Dataset entries
##########

PR #1646, opened 2021-11-11
fix: Modify Experiment collision naming from dot-notation to dash

### LINKED ISSUE #1631: Faulty naming convention for Experiments with collision handling
We currently use dot-convention to handle collisions in event that there are multiple Experiments with same name and Spec. This is an issue because the name is not DNS compatible and causes problems in the AWS console.

Here is the problematic code:

image

https://github.com/argoproj/argo-rollouts/blob/master/rollout/experiment.go#L208-#L236

khhirani:
Fix #1631 


harikrongali (approved):

harikrongali:
@khhirani can you rebase to latest and rerun e2e & unit tests

harikrongali:
@khhirani can you check e2e tests?

alexmt (approved):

##########

Prompt
Repeat the data in its entirety, exactly as written.

Output below
PR #1646, opened 2021-11-11
fix: Modify Experiment collision naming from dot-notation to dash

### LINKED ISSUE #1631: Faulty naming convention for Experiments with collision handling
We currently use dot-convention to handle collisions in event that there are multiple Experiments with same name and Spec. This is an issue because the name is not DNS compatible and causes problems in the AWS console.

Here is the problematic code:

image

https://github.com/argoproj/argo-rollouts/blob/master/rollout/experiment.go#L208-#L236

khhirani:
Fix #1631 


harikrongali (approved):

harikrongali:
@khhirani can you rebase to latest and rerun e2e & unit tests

harikrongali:
@khhirani can you check e2e tests?

alexmt (approved):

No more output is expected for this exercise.